Una de las frases hechas de la lengua valenciana es “tin­dre sanc d’horchata”, aunque la ídem de los valencianos ha permitido que sólo nos tole­ren escribirla en catalán: “te­nir sang d’orxata”.
Somos tan blandos que hui­mos ante las bravatas de los matones del IEC y tagamo­chis como Eliseu Climent; pues ¿ofrecen algún documen­to donde se escriba orxata en idioma valenciano? Ni uno, salvo las miserias de los floralistes y colaboracionistas de siempre. La voz valenciana “horchata” es un cultismo que mantiene la ‘h’ etimológi­ca y la ‘ch’ palatal africada sorda por mozarabismo; aun­que, excepcionalmente, se omite la h por descuido o in­cultura: “dos gots de orchata” (Coloqui de Tito, 1789); no ocurre igual con la ch, siem­pre respetada. Corominas lo tenía claro: “horchata, del la­tín hordeata, mozarabismo quizá de origen valenciano” (DCECH).
Igual que los sustantivos lonja, migraña o cantimplora proceden de los valencianos llonja, migranya y cantimplo­ra; la voz “horchata” aparece en Castilla en el siglo XVIII, cuando comienzan a llegar a Madrid los “horchaters valencians”; por tanto, aunque los colaboracionistas lo prohíban, no hay que tener vergüenza de esta morfología admitida desde Castellón: “fer horcha­ta” (Colom: Lo que fa la roba, Castelló, 1875), a Alicante: “te la sanc d’horchata” (Un de­fensor de Melilla, Alacant, 1893), pasando por Valencia: “l’horchateria” (Escalante: En una horchateria, 1869); “les horchates” (Millás: Una agensia, 1874); “tinc per sanc aigua d’horchata” (Escalante: El agüelo Cuc, 1877); “parlá un día en l’horchatera” (Fambuena: Per les cartes 1881); “sanc d’horchata” (Borrás: El estudi d’un pintor, 1886); “si horchata haguera pres” (Bar­ber: De Valencia al Grau 1889); “horchata, llimó...” (“La nova traca”, 29, VI, 1894); “horchata, horchater” (Fullana: Voc. 1921)

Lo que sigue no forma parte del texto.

PR #1446, opened 2018-02-06
repo: Create uncompressed-object-cache dir dynamically

cgwalters:
Having the `uncompressed-object-cache` directory in `archive` repos by default
is clutter; the functionality should be considered deprecated.

Now we only create the directory if we're doing a checkout with the cache
enabled.

### DIFF
--- a/src/libostree/ostree-repo-checkout.c
+++ b/src/libostree/ostree-repo-checkout.c
@@ -85,6 +85,17 @@ checkout_object_for_uncompressed_cache (OstreeRepo      *self,
   if (!glnx_fchmod (tmpf.fd, file_mode, error))
     return FALSE;
 
+  if (self->uncompressed_objects_dir_fd == -1)
+    {
+      if (!glnx_shutil_mkdir_p_at (self->repo_dir_fd, "uncompressed-objects-cache", 0755,
+                                   cancellable, error))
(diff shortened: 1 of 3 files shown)


src/libostree/ostree-repo-checkout.c
```diff
@@ -1006,6 +1022,19 @@ checkout_tree_at (OstreeRepo                        *self,
       g_assert (options->force_copy);
     }
 
+  /* Uncompressed archive caches; should be considered deprecated */
```
jlebon: Can you explain why we need this chunk here? We'll try to create & open it on demand in `checkout_object_for_uncompressed_cache` anyway, right? Or is this just to get non-`ENOENT` failures early on? (In that case, let's mention that in the comment?)

cgwalters: We also need to handle the case of reusing an existing cachedir before we try to create objects there.

jlebon:
@rh-atomic-bot r+ 784cf08

cgwalters:
Hm, no obvious error message.

@rh-atomic-bot retry

jlebon:
@rh-atomic-bot retry

cgwalters:
@rh-atomic-bot retry

Issue #1315, opened 2017-10-31
Consider "content hash"


cgwalters:
For a [promotion workflow](https://github.com/ostreedev/ostree-releng-scripts/blob/master/do-release-tags) it'd be nice if we added the concept of a "content hash" which was basically just `SHA256(dirtree + dirmeta)` of a commit's rootfs.

Then a promotion system could ensure that *content* hashes remain the same when promoting a commit, and deployment systems could also show this (we'd have an abbreviation like "chash"?).

What I'm a bit unsure about implementing is "pull by content hash"...maybe it'd end up in the summary file?

cgwalters:
What this issue is getting at is that one can't have *both*

 - Chained commit history (git, ostree default)
 - Content promotion

Now...something one could try today would be to forego commit history.  Basically just generate every commit without a parent; then promotion is simply changing the ref.  The downside of this is that I think you'd end up wanting some sort of other database to track "history".

cgwalters:
Bigger picture, in the rpm-ostree world (driven by some usability design from [Cockpit](http://cockpit-project.org/)) we've been focusing on version numbers as the thing that operators see - for a lot of reasons.  One interesting thing here is that most package systems (RPM,dpkg,etc.) as well as OCI don't have built-in history.  In the package system case there's a unique ID (NEVRA in the RPM world), and in the OCI case there's a digest as well as mutable "names" that act a lot like git/ostree branches/refs.  

But in both the pkg and Docker/OCI case, there's no built-in history/connection between independent builds.

abferm:
A problem with dropping history or refs with multiple commits is that you can no longer use the ostree admin tools effectively, because your origin ref will never have any new commits. I may be wrong, but I believe this would affect the ability to generate and use static deltas as well.

A potential solution that just jumped out to me is making commits track content and metadata, while refs/branches track history. In other words I am suggesting removing "parent" from a commit, and making a ref an ordered list of commits. This would allow moving commits between refs without modifying the commit itself

cgwalters:
Static deltas are between arbitrary commits - it doesn't actually require that one is a parent of another in any way.  For example today one can make *reverse* deltas for downgrade scenarios.  Another example is for e.g. Fedora Atomic Host, we make deltas between the last major branch e.g. `fedora/26/x86_64/atomic-host` and `fedora/27/x86_64/atomic-host`, even though those are distinct branches.

[...]

PR #1449, opened 2018-02-08
core: Add API (and standard concept for) content checksum

cgwalters:
There are a few cases for knowing whether a commit has identical
content to another commit.  Some people want to do a "promotion workflow",
where the content of a commit on a tesitng branch is then "promoted"
to a production branch with `ostree commit --tree=ref`.

Another use case I just hit in rpm-ostree deals with
[jigdo](https://github.com/projectatomic/rpm-ostree/issues/1081) where we're
importing RPMs on both the client and server, and will be using the
content checksum, since the client/server cases inject different metadata
into the commit object.

Closes: https://github.com/ostreedev/ostree/issues/1315

### DIFF
--- a/apidoc/ostree-sections.txt
+++ b/apidoc/ostree-sections.txt
@@ -149,6 +149,7 @@ ostree_validate_structureof_dirtree
 ostree_validate_structureof_dirmeta
 ostree_commit_get_parent
 ostree_commit_get_timestamp
+ostree_commit_get_content_checksum
 ostree_check_version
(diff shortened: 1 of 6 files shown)


dustymabe:
> Closes: #131

is that right?

cgwalters:
> is that right?

Fixed ✓, thanks!

jlebon:
Nice!
@rh-atomic-bot r+ f14ad2a

PR #1450, opened 2018-02-08
lib/pull: Properly remove temporary remotes

mwleeds:
For P2P pulls ostree adds temporary remotes and removes them in
find_remotes_cb(). However, if an OstreeRepoFinderResult gets freed
during the course of that function, the OstreeRemote in the result is
freed but a pointer to it remains in the remotes_to_remove array. This
means that when _ostree_repo_remove_remote() gets called on it at the
end of the function it will fail. In my case the resulting error was
"OSTree-CRITICAL **: _ostree_repo_remove_remote: assertion 'remote->name
!= NULL' failed" but I think it could also seg fault.

This commit adds a reference to the remote so it can be properly removed
when we're finished with it.


mwleeds:
cc: @pwithnall

giuseppe:
LGTM

jlebon:
@rh-atomic-bot r=giuseppe cd2efe2

pwithnall:
Post-hoc: this looks good to me too!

El 9 d’Octubre, el político “riu de sanc d’horchata” res­ponsable de que el pueblo es­criba validesa, sang, orxata, desemparats, llotja, servei y demás arcaísmos y barbarísimos, desfilaba sonriente y am­parándose bajo la Real Señera.
La última broma de estos que callan cuando nos llaman Levante o país catalán, ha sido aprobar la guía Telefóni­ca 2003 de la CV con “servei de trucada”. ¿Está de conse­ller Tarancón o Eliseu Cli­ment?